**Supplied material**
· · ·
PR #1298, opened 2025-09-17
Snapshot Operations should queue_object_action with role=ems_operations

agrare:
Snapshot operations were being queued for the generic role when they should be queued on the ems_operations role

$ curl --user admin:smartvm -X POST -H "Content-Type: application/json" http://localhost:3000/api/vms/281/snapshots/3 -d '{"action": "delete"}'

image

Fixes https://github.com/ManageIQ/manageiq/issues/23588

### DIFF
--- a/app/controllers/api/subcollections/snapshots.rb
+++ b/app/controllers/api/subcollections/snapshots.rb
@@ -14,6 +14,7 @@ module Api
           parent,
           message,
           :method_name => "create_snapshot",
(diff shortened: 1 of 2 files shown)


Fryguy (approved):

agrare:
It looks like most ems_operations go through `enqueue_ems_action` which takes `type, id` instead of a parent object which is maybe why these were missed being part of a subcollection.

PR #1301, opened 2025-10-29
Remove unpermitted parameters warning

kbrock:
pulled out of #1300 - it is unrelated

We always pass a few parameters. these parameters come from query_parameters.
These were triggering a warning in our logging.

Rails adds parameters from routes and actionpack. like :c_id, :s_id, :action, :controller, :format

We only care about a few of these. So only outputting the ones we care about and ignoring the rest

```
[----] D, [2025-10-28T23:00:25.289277#13035:5200] DEBUG -- : Unpermitted parameters: :expand, :attributes, :c_id. [...]
```

/cc @jrafanie not sure if you have an opinion on this

### DIFF
--- a/app/controllers/api/base_controller/logger.rb
+++ b/app/controllers/api/base_controller/logger.rb
@@ -33,7 +33,7 @@ module Api
         return unless api_log_info?
         log_request("Request", @req.to_hash)
         unfiltered_params = request.query_parameters
-                                   .merge(params.permit(:action, :controller, :format).to_h)
+                                   .merge(params.slice(:action, :controller, :format).permit!)
                                    .merge("body" => @req.json_body)
         log_request("Parameters", @parameter_filter.filter(unfiltered_params))
         log_request_body


Fryguy (commented):
Not a fan of permitting everything and then slicing... Kind of goes against the right way to use action params. I preferred the original way.

That being said I thought params had a form of slice without the except 🤔

kbrock:
@Fryguy Yea, I don't like this either.

## Original code

```ruby
params.permit(:action, :controller, :format).to_h
```

Reads: Give me all parameters, and complain if there are any parameters besides `action`, `controller`, `format`.

Since there is almost always `c_id`, `s_id`. `format`, `offset`, `expand`, and `attributes`, it will always complain.

## I wanted

Please give me `action`, `controller`, and `format` from `ActionController` and `routes.rb`.

```ruby
params.slice(:action, :controller, :format)
```

This was an error.

## Closest I could come

```ruby
params.permit!.to_h.slice(:action, :controller, :format)
```

Punt on strong parameters. Just give me these 3 parameters..

app/controllers/api/base_controller/logger.rb
```diff
@@ -33,7 +33,7 @@ def log_api_request
         return unless api_log_info?
         log_request("Request", @req.to_hash)
         unfiltered_params = request.query_parameters
-                                   .merge(params.permit(:action, :controller, :format).to_h)
+                                   .merge(params.permit!.to_h.slice(:action, :controller, :format))
```
Fryguy: Think you can do


```suggestion
                                   .merge(params.slice(:action, :controller, :format).permit!)
```

Fryguy (approved):

kbrock:
@Fryguy So Post requests go through this. (Think Get requests do not - which is odd)
Most tests go through this code since it is called as a `before_action :log_api_request`, so introducing an error causes a bunch of specs to fail. So at least we have protection there.

I can't find a good way to test this.
Spent a day trying to add a spec and failing. Just can't find a way to green-red-green this.
Lets call this complete unless you have an idea how to test.

Fryguy:
as long as tests would fail if an error was in there then I think we're covered. I was concerned specifically with the `return unless api_log_info?` line breaking out of the method early in test and thus this code not getting exercised. But if you says it's covered, then I'm good with it.

PR #1310, opened 2026-02-18
Fix deprecation in specs

Fryguy:
Fixes the deprecation warning:

```
DEPRECATION WARNING: Skipping over leading brackets in parameter name "[\"api\",\"authentication_timeout\"]" is deprecated and will parse differently in Rails 8.1 or Rack 3.0. (called from call at /Users/jfrey/dev/manageiq/lib/request_started_on_middleware.rb:12)
```

Rails 8.0 can process the body of the delete properly now if told to process it `:as => :json`.

@jrafanie Please review.


jrafanie (approved):
😍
· · ·
**Try it**
How many of the lines above include the string "jrafanie"? Answer with the number only.

**Task solution**
3